Once a scene is active and running, the user may interact with it. These external events are mapped to MHEG events and the link manager is activated along with the object from which the event originated.
The DSM-CC interface provides an API for the MHEG engine to communicate with the DSM-CC U-U services like Directory and Download. These services must be registered with the RMI registry before being accessed by the MHEG engine. RMI ensures a uniform name space for all services.
The service provider system consists of two services: download, and directory service. The download service used the DSM-CC download protocol to download media objects. In our implementation the download service was not integrated with the MHEG engine due to limitation of the browser. The directory service maintains directory information of all MHEG and media objects and transfers this information to the service consumer using the DSM-CC directory service specification.

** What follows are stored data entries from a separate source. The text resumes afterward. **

PR #4700, opened 2025-09-09
chore: add cincinnati support

tylergets:


custom_components/waste_collection_schedule/waste_collection_schedule/source/cincinnati_gov.py
```diff
@@ -0,0 +1,91 @@
...
+ICON_MAP = {
+    "Trash": "mdi:trash-can",
+    "Recycling": "mdi:recycle",
+    "Street Sweeping": "mdi:road-variant",
+}
+
+# ### Arguments affecting the configuration GUI ####
+
+HOW_TO_GET_ARGUMENTS_DESCRIPTION = {  # Optional dictionary to describe how to get the arguments, will be shown in the GUI configuration form above the input fields, does not need to be translated in all languages
+    "en": "Find your address ID by searching for your address on Cincinnati's service website. The address ID is needed to retrieve collection schedules.",
```
5ila5: maybe explain that you can find the id in the URL after searching for the address

custom_components/waste_collection_schedule/waste_collection_schedule/source/cincinnati_gov.py
```diff
@@ -0,0 +1,91 @@
...
+        response.raise_for_status()
+
+        # Parse JSON response
+        data = response.json()
+
+        entries = []
+
+        # Check if the response has the expected structure
+        if "Services" not in data:
+            return entries
```
5ila5: Please raise an exception as this will show up in the logs while this just fails silently

custom_components/waste_collection_schedule/waste_collection_schedule/source/cincinnati_gov.py
```diff
@@ -0,0 +1,91 @@
+from datetime import datetime, timedelta
+
+import requests
+from waste_collection_schedule import Collection  # type: ignore[attr-defined]
+
+TITLE = "City of Cincinnati, OH"
+DESCRIPTION = "City of Cincinnati, OH, USA"
+URL = "https://www.cincinnati.gov/"
+COUNTRY = "us"
+TEST_CASES = {}
```
5ila5: please add test cases

custom_components/waste_collection_schedule/waste_collection_schedule/source/cincinnati_gov.py
```diff
@@ -0,0 +1,91 @@
...
+            for service_date in service_dates:
+                start_date_str = service_date.get("startDate")
+                if not start_date_str:
+                    continue
+
+                # Parse the date string (format: "Wednesday, September 17, 2025")
+                try:
+                    date_obj = datetime.strptime(start_date_str, "%A, %B %d, %Y").date()
+                    # Subtract one day from the collection date
+                    date_obj = date_obj - timedelta(days=1)
```
5ila5: Why do you subtract 1 is this some timezone thing or do they just report the wrong date?

5ila5 (changes requested):
Please add a md file and don't update the json files manually but run the update_docu_links.py to update all json and MD files


more infos: <https://github.com/mampfes/hacs_waste_collection_schedule/blob/master/doc/contributing_source.md>

custom_components/waste_collection_schedule/waste_collection_schedule/source/cincinnati_gov.py
5ila5: Looks like I'm geo-blocked so I don't know how exactly this looks

bbr111:
@tylergets 

please update your PR

`commit merge upstream/master'
run 'python3 update_docu_links.py'

Check changes from 5ilas5

if this is not relevant anymore, please close PR.

markvp:
@tylergets I've pushed fixes addressing all of @5ila5's review feedback:

- Added doc file and test case
- Raised `SourceArgumentNotFound` instead of silent return when no services found
- Improved the HOW_TO_GET_ARGUMENTS_DESCRIPTION with a direct URL
- Removed the `-1` day subtraction (couldn't find justification for it — if dates are actually off by one, please let us know)
- Ran linting and update_docu_links.py

Could you please **validate the fix works for your address**? In particular, confirm that the collection dates are correct without the day subtraction. The API is geo-blocked outside the US so we can't test from here.

markvp:
Closing as no further activity since fixes were pushed, and the Cincinnati API is geo-blocked from outside the US so we can't self-validate. Happy to reopen if a US-based contributor can confirm the dates are correct for their address.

Making the MHEG engine small size means memory size in the STU can be small and download times can be reduced. Further if the engine can be downloaded incrementally (as in our Java implementation) then the run-time footprint of the engine can be smaller than that of a monolithic implementation, but with possible increased access costs due to retrieval of engine components. We have not evaluated the performance issues of an incrementally loaded engine.
MHEG provides a composition model. Since downloading of media involves a lot of signaling, it is crucial for application and content developers prepare compositions in such a way that latencies due to signaling are reduced. One way to solve this problem is to put all frequently used ingredients in the application object rather than the scene object as the lifetime of the scene is much shorter than the application. Figure 17 shows the average response time for activating a scene. Here percentage of overlap is the ratio of the number of ingredients in a scene to total number of ingredients in the entire application. As overlap increases response times drop. The non zero response time for a 100% ingredient overlap is because of retrieval of media content as a result of cache misses.
In this section we provide a list of use of results based on this work.
DAVIC specifies a complex end-to-end model for ITV delivery. Many of the trials performed so far have validated interoperability but have not reported performance measurements. There are many of issues that determine the performance of these systems. In this paper we have provided a systematic characterization of the lower-bound of end-to-end latencies for a specific case of the DAVIC architecture. We have selected application transactions which are of general interest in application delivery.
Based on this analysis, we see that STU memory, the composition model of applications, signaling between STU and service providers, and network latencies play a key role in delivery performance. In the previous section we provide some general conclusions for content and application developers about system requirements and constraints. The quantitative results could be built in to post-production tools for automatic analysis of delivery performance for specific compositions.